Background

Endomyocardial biopsy (EMB) is the current gold standard to monitor patients for heart transplant rejection. Quantification of myocardial T2 relaxation time using cardiac magnetic resonance (CMR) has been shown to have high sensitivity and specificity to detect rejection episodes. In this study, we evaluated the prognostic value of myocardial T2 to predict adverse cardiovascular outcomes during 5-year follow-up after initial CMR.

Methods

49 cardiac transplant patients (mean age, 48 ± 14 years; 65% male) were recruited from a single institution. CMR at 1.5T was performed in all patients, with subsequent quantifications of regional and global myocardial T2. Clinical data was gathered post-CMR over a 5-year period. EMBs were graded according to the International Society of Heart & Lung Transplantation criteria. Rejection episodes were defined by EMB ≥ 2R, new onset heart failure (HF), LV ejection fraction < 40%, or death. Adverse cardiovascular events gathered included coronary artery disease, cardiomyopathies, arrhythmias, and different types of HFs. Multivariable logistic regression and Kaplan-Meier analysis was performed to measure the prognostic value of myocardial T2.

Results

Myocardial T2 was found to increase with worsening EMB grade from 53.0 ms (0R, no rejection) to 59.9 ms (3R, severe rejection). ROC analysis using two groups (EMBs ≤ 1R and ≥ 2R) showed T2 = 55.0 ms to have the highest specificity and sensitivity.
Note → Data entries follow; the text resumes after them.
PR #378, opened 2020-01-31
Prototype UI for facets and filters (SCP-2047)

eweitz:
This adds a rough prototype for facets and filters in the new advanced search UI.  It's a start.  Note this PR targets merging into a new long-lived topic branch (`launch-advanced-search`), making an already-big PR very large and partly redundant with recent PRs merged into `development`.

That said, the code seems to be at a reasonable point for review, to split up a very large task.  

Next steps include setting up JavaScript test infrastructure (SCP-2107), and incorporating API endpoints, more interactions, refining polish, and improving abstraction (SCP-2109).

This satisfies SCP-2047.


app/javascript/components/FacetsAccordion.js
```diff
@@ -0,0 +1,32 @@
+import React from 'react';
+import Accordion from 'react-bootstrap/Accordion';
+import Card from 'react-bootstrap/Card';
+
+import Filters from './Filters';
+
+export default function FacetsAccordion(props) {
+  return (
+    // Accordions provide a way to restrict Card components to only open one at a time.
+    // https://react-bootstrap.github.io/components/accordion/
```
knapii-developments: For our code based are we supposed to mention where we get each component from if its not apart of the standard library?

app/javascript/components/Facet.js
```diff
@@ -0,0 +1,37 @@
...
+import FiltersBox from './FiltersBox';
+
+/**
+ * Converts string value to lowercase, hyphen-delimited version
+ * e.g. "Cell type" -> "cell-type"
+ */
+function slug(value) {
+  return value.toLowerCase().replace(/ /g, '-');
+}
+
```
devonbush: I might rename this FacetControl, but maybe that's redundant

app/javascript/components/FacetsAccordion.js
devonbush: I think it's useful in places like this one where it's non-obvious

app/javascript/components/FiltersBox.js
```diff
@@ -0,0 +1,137 @@
+import React, { useState, useEffect } from 'react';
+import Button from 'react-bootstrap/Button';
+import InputGroup from 'react-bootstrap/InputGroup';
+import { FontAwesomeIcon } from '@fortawesome/react-fontawesome';
+import { faExternalLinkAlt } from '@fortawesome/free-solid-svg-icons';
+
+import FiltersSearchBar from './FiltersSearchBar';
+
```
devonbush: I would use lodash here instead of rolling our own array compare (it looks like it's already in our yarn.lock file) .  Lodash also supports partials imports so if it's not already in our package, we only have to bring in the functions we need


>  __.isEqual(array1, array2)

app/javascript/styles/_global.scss
```diff
@@ -480,6 +480,100 @@ h4, .h4, h5, .h5, h6, .h6 {
   padding-left: 15px;
 }
```
devonbush: let's pull these out into a separate _search.scss file and import it into application.scss

devonbush: also, you can make this SCSS more concise/robust by wrapping everything in  a single
#search-panel {} rather than repeating it for each rule

app/javascript/components/FacetsAccordion.js
eweitz: That summarizes my thinking.  My rationale here was to link for maintainers' convenience.

app/javascript/styles/_global.scss
eweitz: [Nesting](https://sass-lang.com/guide#topic-3), wow!  Done in 9576866 and 0873e98.

app/javascript/components/FiltersBox.js
eweitz: Good point, done in 69208ca.

app/javascript/components/Facet.js
eweitz: Done in cd210e6.

PR #380, opened 2020-01-31
Db feature flag search

devonbush:
this should allow us to merge launch-advanced-search into development.  Note that the only new things in this PR that aren't just pulled from the already-merged feature flag branch are the 'feature_flag_for_user' helper method in user.rb, and the change to index.html.erb

### DIFF
--- a/app/controllers/admin_configurations_controller.rb
+++ b/app/controllers/admin_configurations_controller.rb
@@ -306,12 +306,28 @@ class AdminConfigurationsController < ApplicationController
     @user = User.find(params[:id])
     respond_to do |format|
       if @user.update(user_params)
+        self.class.process_feature_flag_form_data(@user, params)
         format.html { redirect_to admin_configurations_path, notice: "User: '#{@user.email}' was successfully updated." }
       else
         format.html { render :edit_user }
         format.json { render json: @user.errors, status: :unprocessable_entity }
       end
     end
+  end
+
+  # Update the user with the form data on their feature flags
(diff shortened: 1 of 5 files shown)


app/views/site/index.html.erb
```diff
@@ -18,7 +18,11 @@
             Ensure any updates to this ID are reflected in the ReactDOM.render call
             in app/javascript/packs/application.js
           -->
-          <div id="scp-search-studies-root-element"></div>
+          <% if User.feature_flag_for_user(current_user, "faceted_search") %>
```
eweitz: Simple enough!

app/controllers/admin_configurations_controller.rb
```diff
@@ -314,6 +315,21 @@ def update_user
...
   end
 
+  # Update the user with the form data on their feature flags
+  # because of the true/false/default structure, we have to have custom logic to handle the values
+  def self.process_feature_flag_form_data(user, params)
+    updated_flag_data = {}
+    User::DEFAULT_FEATURE_FLAGS.each do |key, _value|
+      # for each possible feature flag, check if the vaule was set on the form via a field name feature_flag_<<flag name>>
+      flag_form_val = params[('feature_flag_' + key).to_sym]
+      # if it was set, and not set to '-' (default), include it in the updated values'
```
eweitz:
```suggestion
      # if it was set, and not set to '-' (default), include it in the updated values
```

PR #383, opened 2020-02-04
Discard extraneous long-lived feature branch

eweitz:
The long-lived feature branch `launch-advanced-search` is extraneous now that we have features flags (#379, #380).

After this merge, work on that feature can simply use the `development` branch as usual.


app/javascript/components/FacetControl.js
```diff
@@ -0,0 +1,35 @@
...
+
+export default function FacetControl(props) {
+  
+  const [showFilters, setShowFilters] = useState(false);
+  
+  const facetName = props.facet.name;
+  const facetID = `facet-${slug(facetName)}`;
+
+  function handleClick() {
+    setShowFilters(!showFilters);
```
knapii-developments: What is this?

eweitz: It's code from #378.

This PR basically merges code from that PR #378 into `development` instead of `launch-advanced-search`.  Then we'll delete `launch-advanced-search` and use `development` -- for more streamlined merging.

PR #385, opened 2020-02-05
fixing webpack for staging deploys

devonbush:
these are suboptimal changes, but after 3 hours of trying to get webpacker to do what it claims it should (not do an extra compilation step and inline the css with the js), I'm happy to just go with the simple-but-works of keeping the css include separate

### DIFF
--- a/rails_startup.bash
+++ b/rails_startup.bash
@@ -10,10 +10,10 @@ echo "*** COMPLETED ***"
 if [[ $PASSENGER_APP_ENV = "production" ]] || [[ $PASSENGER_APP_ENV = "staging" ]]
 then
     echo "*** PRECOMPILING ASSETS ***"
-    sudo -E -u app -H bundle exec rake RAILS_ENV=$PASSENGER_APP_ENV SECRET_KEY_BASE=$SECRET_KEY_BASE yarn:install
-    sudo -E -u app -H bundle exec rake RAILS_ENV=$PASSENGER_APP_ENV SECRET_KEY_BASE=$SECRET_KEY_BASE assets:clean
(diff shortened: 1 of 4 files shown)


rails_startup.bash
```diff
@@ -10,10 +10,10 @@ echo "*** COMPLETED ***"
 if [[ $PASSENGER_APP_ENV = "production" ]] || [[ $PASSENGER_APP_ENV = "staging" ]]
 then
     echo "*** PRECOMPILING ASSETS ***"
-    sudo -E -u app -H bundle exec rake RAILS_ENV=$PASSENGER_APP_ENV SECRET_KEY_BASE=$SECRET_KEY_BASE yarn:install
-    sudo -E -u app -H bundle exec rake RAILS_ENV=$PASSENGER_APP_ENV SECRET_KEY_BASE=$SECRET_KEY_BASE assets:clean
-    sudo -E -u app -H bundle exec rake RAILS_ENV=$PASSENGER_APP_ENV SECRET_KEY_BASE=$SECRET_KEY_BASE assets:precompile
-    sudo -E -u app -H bundle exec rake RAILS_ENV=$PASSENGER_APP_ENV SECRET_KEY_BASE=$SECRET_KEY_BASE webpacker:compile
+    sudo -E -u app -H bundle exec rake NODE_ENV=$PASSENGER_APP_ENV RAILS_ENV=$PASSENGER_APP_ENV SECRET_KEY_BASE=$SECRET_KEY_BASE yarn:install
```
bistline: Totally not a blocking concern, but we could probably clean this up by setting RAILS_ENV and NODE_ENV to PASSENGER_APP_ENV beforehand.

PR #386, opened 2020-02-06
Ea keyword search

knapii-developments:
This PR adds components for keyword search and for results.  Please take note that the results that are shown are from static text and styling is not included. 

What current UI looks like:
Screen Shot 2020-02-07 at 11 00 16 AM

This satisfies [SCP-2012](https://broadworkbench.atlassian.net/browse/SCP-2012)


app/javascript/components/KeyWordSearch.js
```diff
@@ -0,0 +1,63 @@
+import React, { Component } from 'react';
+import Button from 'react-bootstrap/lib/Button';
+import InputGroup from 'react-bootstrap/lib/InputGroup';
+import Form from 'react-bootstrap/lib/Form';
+import { faSearch } from "@fortawesome/free-solid-svg-icons";
+import { FontAwesomeIcon } from "@fortawesome/react-fontawesome";
+
+
```
devonbush: I think the more traditional capitalization is just 'Keyword' and not KeyWord'

app/javascript/components/KeyWordSearch.js
```diff
@@ -0,0 +1,63 @@
...
+class KeyWordSearch extends React.Component{
+  constructor(props){
```
devonbush: Eric might have some suggestions around using 'useState' rather than a constructor for this case

app/javascript/components/KeyWordSearch.js
```diff
@@ -0,0 +1,63 @@
...
+    this.state = {
+      searchTerms: undefined,
+    };
+  };
+
+  handleSubmit(e){
+    // Prevent full page reload
+    e.preventDefault();
+
+    const searchTerm = e.target.elements.searchText.value.trim();
```
devonbush: does this logic correctly handle the case where a user sumbits a keyword search, then clears the field and hits enter again to see unfiltered results?

app/javascript/components/KeyWordSearch.js
```diff
@@ -0,0 +1,63 @@
...
+    if(searchTerm){
+      // Need to check if search terms are empty and if prevstate is different
+      // From current state
+      this.setState(()=>{
+        return {
+          searchTerms:searchTerm
+        };
+
+      });
```
devonbush: my react must be too rusty, I don't understand what this second setState call is supposed to do -- it looks like you're undoing the previous setState call?

app/javascript/components/ResultsPanel.js
```diff
@@ -0,0 +1,119 @@
...
+class ResultsPanel extends React.Component{
+  constructor(props){
+    super(props);
+    this.state = {
+      results: undefined,
+      facets : []
+    };
+    this.handleStudyLabel = this.handleStudyLabel.bind(this);
+    };
+
```
devonbush: maybe rename to handleStudyLabelClick?

app/javascript/components/ResultsPanel.js
```diff
@@ -0,0 +1,119 @@
...
+StudyResults.defaultProps = {
+  // This may move up to the homepage as a property that's passed into the 
+  // ResultsPanel component as the property results
+  results: results
+
+}
+
+const Study =(props)=>{
+   //There needs to be a handler for when a study is clicked it takes
+  // a user to the corresponding study page
```
devonbush: does it need to be a handler?  Can it just be a plain `<a href="/single_cell/study/{studyId}/{studyName}">`?

app/javascript/components/ResultsPanel.js
```diff
@@ -0,0 +1,119 @@
...
+    <Tab.Content>
+       { props.results.length &&
+          props.results.map((result)=>(
+            <Study 
+              key={result.acession} 
+              study={result}
+              handleStudyLabel = {props.handleStudyLabel}
+              />
+          )
+
```
devonbush: nice.  Do we have a message to display for when results.length is 0?  Something like 'no studies matched your criteria'?

app/javascript/components/ResultsPanel.js
devonbush: Also, I think this method belongs in the Study component, rather than here.  (assuming the study click function does a expansion of the study block similar  to the functionality  in the current site)

app/javascript/components/ResultsPanel.js
```diff
@@ -0,0 +1,119 @@
...
+  },
+];
+
+class ResultsPanel extends React.Component{
+  constructor(props){
+    super(props);
+    this.state = {
+      results: undefined,
+      facets : []
+    };
```
devonbush: see previous comment about replacing bind with alternate delcaration syntax

app/javascript/components/KeyWordSearch.js
```diff
@@ -0,0 +1,63 @@
...
+import Button from 'react-bootstrap/lib/Button';
+import InputGroup from 'react-bootstrap/lib/InputGroup';
+import Form from 'react-bootstrap/lib/Form';
+import { faSearch } from "@fortawesome/free-solid-svg-icons";
+import { FontAwesomeIcon } from "@fortawesome/react-fontawesome";
+
+
+class KeyWordSearch extends React.Component{
+  constructor(props){
+    super(props);
```
devonbush: you don't have to call bind if you instead declare your component functions with the syntax

handleStudyLabel = (studyUrl) => {
...
}

app/javascript/components/SearchPanel.js
```diff
@@ -0,0 +1,57 @@
...
+const facets = facetsResponseMock;
+
+const defaultFacetIDs = ['disease', 'organ', 'species', 'cell_type'];
+const moreFacetIDs = ['sex', 'race', 'library_preparation_protocol', 'organism_age'];
+
+const defaultFacets = facets.filter(facet => defaultFacetIDs.includes(facet.id));
+const moreFacets = facets.filter(facet => moreFacetIDs.includes(facet.id));
+
+window.searchFiltersResponse = searchFiltersResponseMock;
+
```
devonbush: I'd rather not have css declared in javascript components except as a last resort

app/javascript/packs/application.js
```diff
@@ -7,10 +7,9 @@
 // To reference this file, add <%= javascript_pack_tag 'application' %> to the appropriate
 // layout file, like app/views/layouts/application.html.erb
 
-import 'styles/application.scss'
-
 import React from 'react';
 import ReactDOM from 'react-dom';
```
devonbush: was there a reason you reordered this import?   we should figure out a standard import ordering scheme

app/views/site/index.html.erb
```diff
@@ -2,34 +2,36 @@
 <div class="container-fluid home-page-fix" id="wrap">
   <div class="row section-pad" id="main-body">
     <div class="col-md-12">
```
devonbush: these should stick to 2-space indentation

app/javascript/components/KeyWordSearch.js
knapii-developments: That logic would be controlled by the parent class. In the event where there's keyword search is empty, it should show the original set of studies AKA the default state.

app/javascript/components/KeyWordSearch.js
knapii-developments: This has been taken care of in the new PR

app/javascript/components/ResultsPanel.js
knapii-developments: This will actually just be an <a>. This has been reflected in the new PR.

app/javascript/components/ResultsPanel.js
knapii-developments: This can be taken care of in Keyword search and the Parent wrapper component. There are a couple of ways to approach this:

1.  In the event where the search API doesn't return results, then ResultsPanel shouldn't actually be rendered. Instead maybe a `<span> No Results</span>` or a `<p> No results</`>
2. When the `<ResultsPanel>` has not results to show it can render `<span> No Results</span>` or a `<p> No results</`>

app/javascript/components/ResultsPanel.js
knapii-developments: This is correct and has been reflected in the new PR

app/javascript/components/KeyWordSearch.js
knapii-developments: SetState is asynchronous and React will batch multiple setState() calls into one for performance reasons. So to ensure state has actually change and avoid async issues, you can call it twice. 

Read more about it [here](https://reactjs.org/docs/state-and-lifecycle.html).

PR #387, opened 2020-02-06
Prototype Bulk Download UI for files matching study search (SCP-2088)

eweitz:
This implements a rough prototype of UI components for Bulk Download in the new search UI.

It also refactors code to use the previous major of `react-bootstrap`, so the new UI uses Bootstrap 3 (not 4) like the rest of Single Cell Portal.

I have tested these changes manually, and also manually verified that the related Bulk Download modal in the study detail view works.  Follow-on work to integrate API endpoints, incorporate demo feedback, automate tests, etc. is tracked in SCP-2121.

Here's what the prototype Bulk Download currently looks like:
prototype_bulk_download_ui_2020-02-06

This satisfies SCP-2088.


app/javascript/components/DownloadButton.js
```diff
@@ -0,0 +1,133 @@
...
+  const url = (
+    window.origin +
+    '/api/v1/bulk_download?auth_code=' +
+    authCode +
+    searchQuery
+  );
+  const flag = (window.location.host === 'localhost') ? 'k' : ''; // "-k" === "--insecure"
+  
+  // This is what the user will run in their terminal to download the data.
+  const downloadCommand = (
```
bistline: I had a conversation with Vicky yesterday about this - we may want to append `; rm cfg.txt` to the download command that the user runs.  Otherwise, they can _technically_ re-run the `curl -K cfg.txt` multiple times over the next day and download the data again as the URLs are valid for 24 hours.

Not a blocking concern, but possibly something we would like to think about.

app/assets/javascripts/scp-react-rails.js
```diff
@@ -0,0 +1,34 @@
+/**
```
devonbush: I would call this file 'bulkDownloadClipboard.js' and add a line at the beginning of the file like 
`window.SCP = window.SCP || {}`
that way we don't have to declare all our SCP globals in the same file, but also don't have to worry about loading order

app/javascript/components/DownloadButton.js
```diff
@@ -0,0 +1,133 @@
...
+
+  // Gets a curl configuration ("cfg.txt") containing signed
+  // URLs and output names for all files in the download object.
+  const url = (
+    window.origin +
+    '/api/v1/bulk_download?auth_code=' +
+    authCode +
+    searchQuery
+  );
+  const flag = (window.location.host === 'localhost') ? 'k' : ''; // "-k" === "--insecure"
```
devonbush: rename variable to curlSecureFlag?  Also think about checking the node environment (either at compile or runtime) instead of the hostname

app/javascript/components/DownloadButton.js
```diff
@@ -0,0 +1,133 @@
...
+  }
+
+  const handleClose = () => setShow(false);
+  const handleShow = () => setShow(true);
+
+  window.SCP.initBulkDownloadClipboard();
+
+  return (
+      <>
+      <span
```
devonbush: I generally prefer to put tag openers all on one line if there are < 3 attributes.  But if you and Eno prefer attributes always on separate lines, I'm down with it

app/views/site/_study_download_data.html.erb
```diff
@@ -64,21 +64,7 @@
...
-            .tooltip('fixTitle')
-            .tooltip('show');
-        });
-
-        $('body').on('click', '.btn-refresh', function(event) {
-          var commandContainer = $(this).parentsUntil('.command-container').parent();
-          var downloadObject = commandContainer.attr('id').split('-').slice(-1)[0];
-          writeDownloadCommand(downloadObject);
-        });
+        window.SCP.initBulkDownloadClipboard();
```
devonbush: nice!

app/javascript/components/DownloadButton.js
```diff
@@ -0,0 +1,133 @@
...
+          </p>
+          <p className='lead command-container' id='command-container-all'>
+            <DownloadCommandContainer />
+          </p>
+        </Modal.Body>
+
+      </Modal>
+      </>
+    );
+}
```
devonbush: You did a really good job of scoping and structuring this file so it was easy to read -- thanks!

app/assets/javascripts/scp-react-rails.js
eweitz: Per our chat abouth this, in 619e805 I did a `git mv` of this file from `scp-react-rails.js` to `react_rails/bulkDownloadClipboard.js` and updated to use that technique.

app/javascript/components/DownloadButton.js
eweitz: Done in 619e805.

app/javascript/components/DownloadButton.js
eweitz: Worth a try!  Done in 619e805.

app/javascript/components/DownloadButton.js
eweitz: Good point, done in 619e805.  I manually verified it with single-study Bulk Download.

In multivariable analysis that considered T2 measures, age, length of surgery, donor ischemic time, and BMI, both peak T2 (p = 0.038) and septal T2 (p = 0.035) were significant predictors of EMB grade ≥ 2R. Kaplan-Meier analysis showed a significant higher probability of developing EMB ≥ 2R, new onset HF, or death with a global T2 ≥ 55 (p = 0.02). Adverse cardiovascular outcomes of systolic HF, acute systolic HF, and chronic diastolic HF had a higher probability of developing in patients with global T2 ≥ 55 (p = 0.01, p = 0.01, and p < 0.01, respectively).

Conclusions

CMR T2 quantification demonstrated prognostic value for all-cause rejection and various types of HFs in cardiac transplant patients. These findings suggest that CMR may be a suitable modality to non-invasively monitor cardiac transplant patients for rejection.

Figure 1
figure 1

Kaplan-Meier survival curves for all-cause rejection episodes according to T2 quantification values. T2 values are dichotomized as ≥55 ms (n = 10, 7 positive outcomes) and <55 ms (n = 38, 18 positive outcomes). Significance level for this composite outcome was 0.02. Factor has units of ms.

Figure 2
figure 2

Kaplan-Meier survival curves for systolic HF episodes according to T2 quantification values. T2 is dichotomized as ≥55 ms (n = 10, 5 positive outcomes) and <55 ms (n = 39, 6 positive outcomes). Significance level for this composite outcome was 0.01. Factor has units of ms.